The Performance Analysis of Downlink NOMA in LEO Satellite Communication System

Non-orthogonal multiple access (NOMA) has the potential to provide higher throughput than conventional orthogonal multiple access (OMA), which has been considered as a key technology for 5G. NOMA in satellite communication system can provide anytime, anywhere access with improved spectral efficiency and system capacity because of its ubiquitous coverage. However, the characteristics of the satellite channels are different from that of the terrestrial network, i.e., huge time delay and Doppler shift.
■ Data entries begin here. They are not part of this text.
PR #4564, opened 2024-02-26
fix: more lenient max deposit fee

kylezs:
Fixes bouncer on main, depending on the order of the txs, the fees can increase making these very tight bounds be exceeded - just widening the bounds a bit more.


kylezs:
It's not just testing these particular amounts, it's testing the whole end-to-flow, so I think it's still valuable

PR #4887, opened 2024-05-23
feat: swap input excludes network fee

msgmaxim:
# Pull Request

Closes: PRO-1387

## Checklist

## Summary

This fixes inconsistent behavior where network fee shown in the `SwapExecuted` event was (depending on the swap direction/assets) deducted from either intermediate or output amount, but never from the input amount (in case the swap is from USDC). Now when the fee is deducted from some amount, it is always reflected in the appropriate field of `SwapExecuted`.

All existing tests used a 0 network fee. I added a new test with a non-zero network fee to test this updated behaviour.

FIY @acdibble


dandanlen (commented):
Sorry, took me a while to get round to this. 

I feel like the way to fix this is to fix the behaviour of the `Swap` methods (ie. stable_amount should not be set in `new()`) rather than compensating for a bad implementation by adjusting the amount when we emit it in the event. I've pushed a commit that does something like this - let me know what you think (and feel free to revert/edit).

Btw. We could also name the struct members a bit more accurately and consistently, like `amount` -> `input_amount`, `from` -> `input_asset` etc. This would make things easier to read and reason about. 
(Also it looks like fee_taken is unused? Maybe we can remove it.)

Ultimately we should change this so that we distinguish between:
- first leg input/output asset/amount
- network fee
- second leg input/output asset/amount

But that can probably wait for later.

Also @acdibble do you mind if we remove the deprecated event members?

msgmaxim:
@dandanlen I don't think your commit worked as intended, so I reverted it. It broke not just the new unit test that I added, but also some of the existing ones 😅. 

I removed `fee_taken` and renamed `amount -> input_amount` as it is the most confusing one. I chose not to rename the rest as I'd rather keep this small and merge it quickly and leave more contentious changes for another PR (maybe the one where we do the other changes that you suggested).

state-chain/pallets/cf-swapping/src/tests.rs
```diff
@@ -1827,6 +1818,49 @@ fn max_swap_amount_can_be_removed() {
...
+				TO_ASSET,
+				AMOUNT,
+				destination_address.clone(),
+				bounded_vec![],
+				0,
+			);
+		})
+		.then_process_blocks_until(|_| System::block_number() == 3)
+		.then_execute_with(|_| {
+			let expected_swap_input = AMOUNT - NETWORK_FEE * AMOUNT;
```
dandanlen, line 1846: I think this might be where I got confused.

In a two-legged swap, the swap input (of the whole swap) is pre-network-fee. 
But in a one-legged swap we take the network fee and then emit the swap input... 

IMO this is another symptom of conflating 'user swaps' and 'amm swaps'/'swap legs'.

I think we should structure it more like this going forward: 

swap_input
first_leg: Optional [
	swap_leg_input
		-> LP Fee
	swap_leg_output
]
	-> network_fee
second_leg: Optional [
	swap_leg_input
		-> LP Fee
	swap_leg_output
]
swap_output

dandanlen (approved):
I think my commit did work as intended, but then intention was wrong: I was confused again between the notion of Swaps vs Swap Legs...

PR #4888, opened 2024-05-23
feat: NetworkFeeTaken includes swap_id

msgmaxim:
# Pull Request

Closes: PRO-1383

## Checklist

## Summary

As @dandanlen suggested, I moved NetworkFeeTaken into the swapping pallet so it can be emitted from there with the `swap_id`. This means we can still call `take_network_fee` where `swap_id` doesn't exist such as when simulating swaps. I also updated `take_network_fee` to return the fee in addition to the remaining amount, so the caller can use it in the event. Normally I would be concerned about making it the caller's responsibility to emit the event, but in this case the event is only emitted in a single place (and it will likely remain this way), so this should be fine.

Note that this changes event indexes in the pools pallet, so depending on how you process them this might be a breaking change @acdibble.


state-chain/pallets/cf-swapping/src/lib.rs
```diff
@@ -826,7 +830,16 @@ pub mod pallet {
 					"All swaps should have Stable amount set here"
 				);
 				let stable_amount = swap.stable_amount.get_or_insert_with(Default::default);
-				*stable_amount = T::SwappingApi::take_network_fee(*stable_amount).remaining_amount;
+
+				let NetworkFeeTaken { remaining_amount, network_fee } =
+					T::SwappingApi::take_network_fee(*stable_amount);
```
dandanlen, line 835: I was actually thinking we could move the whole implementation into the swapping pallet, including the storage and swapping logic. Keeping it in the pools pallet seems like it adds an unnecessary layer of indirection.

dandanlen: But this is a good start 😅

msgmaxim: Created https://linear.app/chainflip/issue/PRO-1404/move-collectednetworkfee-and-related-logic-into-the-swapping-pallet (which you can feel free to edit). Let me know if this PR can be merged.

dandanlen (approved):

acdibble:
> Note that this changes event indexes in the pools pallet, so depending on how you process them this might be a breaking change @acdibble. Do we need a placeholder event to keep the indexes unchanged?

nope, the order in the pallet doesn't affect us

PR #4889, opened 2024-05-23
feat: scale to json decoder

dandanlen:
# Pull Request

## Checklist

## Summary

This is the first step in PRO-1246 

I added a crate `scale-json`, which provides a utility for decoding scale-encoded bytes to json. It uses the scale-decoder crate, which allows writing custom decoders for scale-encoded values.

In the utilities crate, there is a new `dynamic-events` module that uses the scale-json crate to provide an `EventDecoder` specifically for decoding runtime events. This takes metadata and raw scale-encoded bytes and decodes them to a serde_json::Value. 

I had to make some decisions wrt. the decoding format, and in particular the decoder uses some heuristics to detect byte sequences so it can decode them as hex strings instead of sequences of numbers (which would be the default for json). 

There's a binary included in the PR that uses the EventDecoder. You can `cargo build` then run it at `./target/debug/scale-json-event-logger` to find out how it works.


utilities/scale-json/src/lib.rs
```diff
@@ -0,0 +1,391 @@
...
+				// Heuristic to determine if the array is a byte array:
+				// - Array must be non-empty
+				// - AND Each value decodes to an unsigned json Number (ie. not an enum)
+				// - AND each value was encoded as a single byte
+				let (is_bytes, all_values) = values.try_fold(
+					(values.remaining() > 0, Vec::with_capacity(values.remaining())),
+					|(all_bytes, mut values), res| {
+						res.and_then(|item| {
+							let decoded_item = item.decode_with_visitor(self)?;
+							let is_byte = item.bytes().len() == 1 && decoded_item.is_u64();
```
kylezs, line 234: not sure I follow what this is about. We check that the item has 1 byte, but it's decoded into 8 bytes? Why is a single byte value not decoded into a u8 here? i.e. why are we not doing `&& decoded_item.is_u8()`

utilities/scale-json/src/test.rs
```diff
@@ -0,0 +1,173 @@
...
+impl Chain for Bitcoin {
+	type Asset = btc::Asset;
+}
+
+#[derive(Default, Debug, Clone, PartialEq, Eq, Encode, Decode, TypeInfo)]
+struct InstanceLike<T: Chain> {
+	inner: T::Asset,
+}
+
+fn make_type_resolver<T: TypeInfo + 'static>() -> (u32, PortableRegistry) {
```
kylezs, line 83: just checking my understanding, when using this in a real implementation, we would just have one registry, and all the types would be registered to it? because currently we create a registry for every type separately, one for each test (which is fine for convenience).

utilities/scale-json/src/lib.rs
```diff
@@ -0,0 +1,391 @@
...
+		value.0
+	}
+}
+impl AsRef<serde_json::Value> for ScaleDecodedToJson {
+	fn as_ref(&self) -> &serde_json::Value {
+		&self.0
+	}
+}
+
+// Implementing this is what gives us `DecodeAsType` for `ScaleDecodedToJson`.
```
kylezs, line 81: And i'm assuming this is why we also need the wrapper type, because we otherwise can't implement a foreign trait on a foreign type?

utilities/src/with_std/dynamic_events.rs
```diff
@@ -0,0 +1,419 @@
+use core::ops::Deref;
```
kylezs, line 1: A brief file heading, describing what this is about would be helpful.

utilities/src/with_std/dynamic_events.rs
```diff
@@ -0,0 +1,419 @@
...
+		self.0
+			.pointer("/phase/ApplyExtrinsic")
+			.and_then(|index| index.as_u64())
+			.filter(|index| *index == extrinsic_index)
+			.map(|_| self.event())
+	}
+
+	/// Returns the inner event and it's extrinsic index if the event was triggered during the
+	/// ApplyExtrinsic phase.
+	pub fn indexed_extrinsic_event(&self) -> Option<(u64, DynamicEvent)> {
```
kylezs, line 71: nit: type alias, we possibly already have one for this iirc

```suggestion
	pub fn indexed_extrinsic_event(&self) -> Option<(ExtrinsicIndex, DynamicEvent)> {
```

utilities/src/with_std/dynamic_events.rs
```diff
@@ -0,0 +1,419 @@
...
+	}
+
+	/// Returns the inner event if it matches the given extrinsic index.
+	pub fn extrinsic_event(&self, extrinsic_index: u64) -> Option<DynamicEvent> {
+		self.0
+			.pointer("/phase/ApplyExtrinsic")
+			.and_then(|index| index.as_u64())
+			.filter(|index| *index == extrinsic_index)
+			.map(|_| self.event())
+	}
```
kylezs, line 67: This is so if we have an iterator of these DynamicEventRecords we can filter search them with something like this?

utilities/src/with_std/dynamic_events.rs
```diff
@@ -0,0 +1,419 @@
...
+										)
+									})
+									.collect::<ErrorInfo>(),
+								_ => panic!("Inner error type is not an Enum"),
+							}
+						}),
+					)
+				})
+				.collect::<NamedVariantLookup<_>>(),
+			_ => panic!("Outer error type is not an Enum"),
```
kylezs, line 180: nit: maybe slightly more explicit / context specific, like we expect it be an enum because we expect it to specifically be the highest level RuntimeError enum
```suggestion
			_ => panic!("Outer error type is not an Enum"),
```

utilities/src/with_std/dynamic_events.rs
```diff
@@ -0,0 +1,419 @@
...
+	events_type_id: u32,
+	types: PortableRegistry,
+	errors: NamedVariantLookup<ErrorInfo>,
+}
+
+impl EventDecoder {
+	/// Create a new event decoder.
+	///
+	/// The arguments to this constructor can be extracted from substrate metadata.
+	pub fn new(mut types: PortableRegistry, errors_type_id: u32) -> Option<Self> {
```
kylezs, line 148: What's the reasoning for requiring this separate type id for the errors? Assuming this is some substrate specific way of doing things? why is that?

utilities/src/with_std/dynamic_events.rs
```diff
@@ -0,0 +1,419 @@
...
+				.variants
+				.into_iter()
+				.map(|pallet_error_type| {
+					(
+						pallet_error_type.index,
+						(pallet_error_type.name, {
+							let type_id = pallet_error_type
+								.fields
+								.first()
+								.expect("error variant has exactly one field")
```
kylezs, line 160: nit: technically this is asserting that we have *at least* one field. if we wanted to asset exactly one field, we could do a `.next()` and then check is_empty() or something.

utilities/src/with_std/dynamic_events.rs
```diff
@@ -0,0 +1,419 @@
...
+			.find(|t| t.ty.path.segments.join("::") == SYSTEM_EVENTS_TYPE_NAME)
+			.map(|t| t.id)
+			.expect("System events type must exist in the metadata");
+
+		let events_type_id = *types
+			.retain(|id| events_type_id == id)
+			.get(&events_type_id)
+			.expect("outer event enum must exist in the metadata");
+
+		debug_assert_eq!(
```
kylezs, line 195: any reason not to make this an `assert_eq` instead of debug assert? if this isn't the case it's likely something is up

utilities/scale-json/src/test.rs
```diff
@@ -0,0 +1,173 @@
...
+			num_i128: -5,
+		}),
+		array: RuntimeEvent::Other(OtherEvent::Array(vec![1, 2, 3])),
+		array_empty: RuntimeEvent::Other(OtherEvent::Array(vec![])),
+		eth_instance: RuntimeEvent::Other(OtherEvent::Ethereum(InstanceLike { inner: eth::Asset::Usdc })),
+		btc_instance: RuntimeEvent::Other(OtherEvent::Bitcoin(InstanceLike { inner: btc::Asset::Btc })),
+		byte_array: RuntimeEvent::Other(OtherEvent::BytesArray([0xcf; 32])),
+		byte_vec: RuntimeEvent::Other(OtherEvent::ByteVec(vec![0xcf; 42])),
+		byte_vec_empty: RuntimeEvent::Other(OtherEvent::ByteVec(vec![])),
+	}
```
kylezs, line 151: maybe a test with some nested structs so we ensure the composite recursion works correctly

utilities/src/with_std/dynamic_events.rs
```diff
@@ -0,0 +1,419 @@
...
+		let decoded = (0..event_count)
+			.map(|_| {
+				ScaleDecodedToJson::decode_as_type(
+					events_data_cursor,
+					self.events_type_id,
+					&self.types,
+				)
+				.and_then(|decoded| {
+					let mut json: JsonValue = decoded.into();
+					if let Some(dispatch_error) =
```
kylezs, line 235: little comment that we're converting the error to a more useful/readable format here

utilities/src/with_std/dynamic_events.rs
kylezs, line 148: we only ever return Some() here, can remove the Option

utilities/src/with_std/dynamic_events.rs
```diff
@@ -0,0 +1,419 @@
...
+			DynamicEventRecord::new(json)
+				.expect("Valid json event record")
+				.event()
+				.extrinsic_outcome()
+				.expect("outcome should not be None")
+		};
+
+		assert!(outcome(success).is_ok());
+		assert!(matches!(outcome(failed_1).unwrap_err(), DispatchError::DispatchError(_)));
+		assert!(matches!(outcome(failed_2).unwrap_err(), DispatchError::KnownModuleError { .. }));
```
kylezs, line 417: think we also check the module is correct?

utilities/scale-json-event-logger/src/main.rs
```diff
@@ -0,0 +1,147 @@
...
+				hex::decode(s.trim_start_matches("0x"))?
+					.try_into()
+					.map_err(|_| anyhow::anyhow!("Invalid option or hash: {s}."))?,
+			))),
+		}
+	}
+}
+
+#[tokio::main]
+async fn main() -> anyhow::Result<()> {
```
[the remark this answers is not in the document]
kylezs: If so, maybe worthwhile adding it to CI to run against bouncer or something? Then we can see if any errors are hit etc? though if you're close with the actual usage of it, then probably not worth it

utilities/scale-json/src/lib.rs
```diff
@@ -0,0 +1,391 @@
...
+		),+
+		$(,)?
+	) => {
+		$(
+			fn $name<'scale, 'resolver>(
+				self,
+				value: $t,
+				_type_id: scale_decode::visitor::TypeIdFor<Self>,
+			) -> Result<Self::Value<'scale, 'resolver>, Self::Error> {
+				Ok(serde_json::Value::String(trimmed_hex(value$( .$convert() )?)))
```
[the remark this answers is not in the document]
dandanlen: Yes. For example the number 1 should be encoded as 0x1 not 0x01.

utilities/scale-json/src/lib.rs
dandanlen: `is_u8` doesn't exist unfortunately 😓 .
`decoded_item` here is a `serde_json::Value`. So this is checking if the original scale value was encoded in a single byte *and* that it was decoded to a json number. (actually I need to double-check the single-byte assumption, ironically enough I don't think the assumption holds for compact encoding...).

Think of `is_u64` as meaning `is_unsigned_integer`.

utilities/scale-json/src/lib.rs
```diff
@@ -0,0 +1,391 @@
...
+		self,
+		value: &mut scale_decode::visitor::types::Composite<'scale, 'resolver, Self::TypeResolver>,
+		_type_id: scale_decode::visitor::TypeIdFor<Self>,
+	) -> Result<Self::Value<'scale, 'resolver>, Self::Error> {
+		if value.has_unnamed_fields() {
+			if value.remaining() == 1 {
+				// Simple wrapper struct. No need for array.
+				let field = value.next().unwrap()?;
+				assert!(field.name().is_none(), "Checked for unnamed fields.");
+				Ok(field.decode_with_visitor(RawJsonVisitor::<R>::default())?)
```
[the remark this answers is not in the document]
dandanlen: Composite could be a struct or it could be contents of an enum variant (see below, this is called from visit_variant).

A composite with a single unnamed field would be, for example: 

```rust
struct This(..)
```

or:

```rust
enum X {
	A(This),
}
```

In terms of how this is encoded in Scale, an enum is equivalent to struct (just encode the fields). It's the metadata that gives context about how to *decode* it and that is what determines if it calls visit_composite (which has a list of fields that *might* be named) vs visit_tuple (just list of fields with no names) vs visit_array or visit_sequence (lists of unnamed fields that all have the same type). Array and sequence are actually treated the same in scale_decode.

utilities/scale-json/src/test.rs
dandanlen: Yes normally we would get the registry from the metadata and we only need to refresh it on a runtime upgrade. This will become clearer with the upcoming PR #4905

utilities/scale-json-event-logger/src/main.rs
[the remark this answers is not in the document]
dandanlen: For now I just used it for sanity checking the decoder: running it for a long time to ensure it doesn't panic for example. 

It's a nice tool to have in and of itself (You can easily print / filter all events for a given block hash for example, and it's trivially extendable to eg. scan a range of blocks to look for an event). 

I'm not sure adding it to CI would be useful though.

utilities/scale-json-event-logger/src/main.rs
```diff
@@ -0,0 +1,147 @@
...
+) -> anyhow::Result<()> {
+	let events_data = client
+		.storage()
+		.at(hash)
+		.fetch_raw(EVENTS_STORAGE_KEY)
+		.await?
+		.expect("No events in block");
+
+	let event_decoder = EventDecoder::new(
+		client.metadata().types().clone(),
```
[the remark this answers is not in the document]
dandanlen: True - this doesn't refresh the metadata, I didn't really write this with much other than debugging in mind. The next PR does this for the rpc call (see #4905 ) and it should be simple to port that solution across to here if we want.

utilities/src/with_std/dynamic_events.rs
dandanlen: Yes - this will be useful in the sc client, you can filter_map the list of event records to extract all the events for an extrinsic.

utilities/src/with_std/dynamic_events.rs
dandanlen: The errors type id is available from the metadata directly. The metadata contains the type ids for `RuntimeError`, `RuntimeEvent`, `RuntimeCall` but sadly not the `EventRecord<RuntimeEvent>`, which is why the latter needs to be searched for.

utilities/src/with_std/dynamic_events.rs
dandanlen: The fact it has exactly one field is what guarantees that first() is not None. ('at least one field' is implicit in the expect, 'exactly one field' is what explains why we assume there to be at least one... does that make sense?)

Also I'm not sure why i used first instead of next(). Maybe fields is not an iterator...

utilities/src/with_std/dynamic_events.rs
dandanlen: I updated the diff in your comment with an alernative error message - is that better?

utilities/src/with_std/dynamic_events.rs
dandanlen: I guess it just seemed gratuitous given that we expect this to always hold - it was more of a sanity check for development. I don't have a strong feeling either way though... could even just remove it tbh.

utilities/src/with_std/dynamic_events.rs
dandanlen: The idea of these types is just to augment the inner json with some event-specific methods, ie. you can use them to wrap some json that you 'know' contains eg. an EventRecord, and use the methods to do useful things, rather than having to manipulate raw json.

utilities/src/with_std/dynamic_events.rs
dandanlen: This isn't testing any decoding, it's really just passing through the json strings verbatim, so there's not much value in testing this... but I suppose sure, why not.

I agree there should be a test for the error decoding though. 

FWIW the error conversion code was mostly lifted from the scc, I can pull across the tests from there (and maybe add a few extra, we'll see).

utilities/src/with_std/dynamic_events.rs
kylezs: works for me

utilities/src/with_std/dynamic_events.rs
kylezs: > The fact it has exactly one field is what guarantees that first() is not None

I'm not sure what you mean. If there are two fields, then first() would be some, but there would be two fields and not exactly one?

utilities/scale-json-event-logger/src/main.rs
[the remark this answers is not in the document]
kylezs: Yeah, maybe just a comment in case someone uses it as reference code

utilities/src/with_std/dynamic_events.rs
dandanlen: Maybe clearer: this code doesn't assert that we have exactly one field. It asserts that we have at last one field, and it does so confidently because we assume that there is exactly one field.

AlastairHolmes: https://docs.rs/itertools/latest/itertools/trait.Itertools.html#method.exactly_one

utilities/scale-json/src/lib.rs
dandanlen: Update - pretty sure the compact encoding thing is fine. Arrays/Vecs of bytes are not encoded using compact encoding, which is exactly what we expect. I imagine it's possible for someone to explicitly encode an array of compact-encoded bytes, and in that case, they would be decoded to a json array, not a hex string. I think this is fine: Compact encoding is only useful for numbers wider than a u8.

kylezs (approved):

utilities/scale-json/src/lib.rs
```diff
@@ -0,0 +1,391 @@
...
+		if value.fields().remaining() == 0 {
+			Ok(serde_json::Value::String(value.name().to_string()))
+		} else {
+			Ok(serde_json::Value::Object(
+				std::iter::once(value)
+					.map(|value| {
+						Ok::<_, Self::Error>((
+							value.name().to_string(),
+							RawJsonVisitor::<R>::default()
+								.visit_composite(value.fields(), R::TypeId::default())?,
```
AlastairHolmes, line 384: What is the type id for in scale-decode?

AlastairHolmes (approved):

AlastairHolmes:
I did notice this is forcing us to down grade our rustls version, and us multiple versions of scale in the lock file. I couldn't quickly see where this was coming from in the dependencies, but maybe worth correcting if possible.

utilities/scale-json/src/lib.rs
```diff
@@ -0,0 +1,391 @@
...
+		visit_i256, &'scale [u8; 32],
+	}
+
+	decode_to_array! {
+		visit_tuple, Tuple,
+	}
+
+	decode_to_array_or_hex! {
+		visit_sequence, Sequence,
+		visit_array, Array,
```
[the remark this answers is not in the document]
dandanlen: It's same as the difference between a vec and an array. In the former case, the length is encoded as part of the payload. In the latter case the length is known statically (ie. encoded in the metadata). 

The underlying implementation of Array and Sequence are almost identical, in fact Sequence is defined like this:

```rust
pub struct Sequence<'scale, 'resolver, R: TypeResolver> {
    bytes: &'scale [u8],
    // Mostly we just delegate to our Array logic for working with sequences.
    // The only thing we need to do otherwise is decode the compact encoded
    // length from the beginning and keep track of the bytes including that.
    values: Array<'scale, 'resolver, R>,
}
```

utilities/scale-json/src/lib.rs
dandanlen: You can use it in the Visitor implementation's TypeResolver implementation to resolve additional information about a type. (See: https://docs.rs/scale-type-resolver/0.1.1/scale_type_resolver/trait.TypeResolver.html)

For example, the `PortableRegistry` type [implements this](https://docs.rs/scale-type-resolver/0.2.0/src/scale_type_resolver/portable_registry.rs.html#59), where type_id is just an integer and maps to metadata about the structure of the type. This metadata is used to delegate to the appropriate methods like visit_composite etc.

At *this* level of the decoding 'stack', we don't have access to the resolver so we can't resolve any information. The assumption is that we've reached the 'lowest resolution' and have to decide based on the available structural/primitive information.

Tbh. I'm not really sure why the type-id is passed without any means of resolving it... it does seem to defeat the purpose.

dandanlen:
> I did notice this is forcing us to down grade our rustls version, and to use multiple versions of the scale deps in the lock file. I couldn't quickly see where this was coming from in the dependencies, but maybe worth correcting if possible.

I think this was related to the old event decoder definition that was still in the runtime/custom rpcs crates. I removed them and bumped the version no rustls.

Will rebase against main too.

utilities/scale-json-event-logger/src/main.rs
```diff
@@ -0,0 +1,159 @@
...
+	client: &subxt::OnlineClient<SubstrateConfig>,
+	hash: H256,
+	filter: &PathFilter,
+) -> anyhow::Result<()> {
+	let events_data = client
+		.storage()
+		.at(hash)
+		.fetch_raw(EVENTS_STORAGE_KEY)
+		.await?
+		.expect("No events in block");
```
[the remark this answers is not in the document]
dandanlen: I admit I didn't think about this too hard - I think it's just to express that we always expect some return value since events are stored a Vec<_> (ie. it's not an Option<Vec<_>> so even if there are no values, you always). I guess the justification could be clearer.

In this paper, different from the existing works, which mainly focus on the performance of NOMA in static terrestrial base stations and Geostationary orbit (GEO) scenarios, we investigate the performance analysis of downlink NOMA in dynamic low earth orbit (LEO) satellite communication system with Doppler shift considered. We combine NOMA and orthogonal frequency division multiplexing (OFDM) for better spectral efficiency. Our channel model includes both small scale model and large scale model. For simplify, we only consider two users in one spot beam. Besides, we express the performance analysis of downlink NOMA in LEO satellite communication system, like ergodic capacity, outage probability (OP) and mutual information. However, in traditional NOMA scheme, the proceeding error decision of the high power user will cause the deterioration of the subsequent detection performance. Therefore, a symmetrical coding (SC) scheme for different modulation mode is proposed for low power users to get better performance. Finally, simulation results validate the performance of the NOMA scheme is better than that of the OMA scheme. The proposed SC scheme can achieve a prominent increase performance contrasted to the traditional NOMA scheme.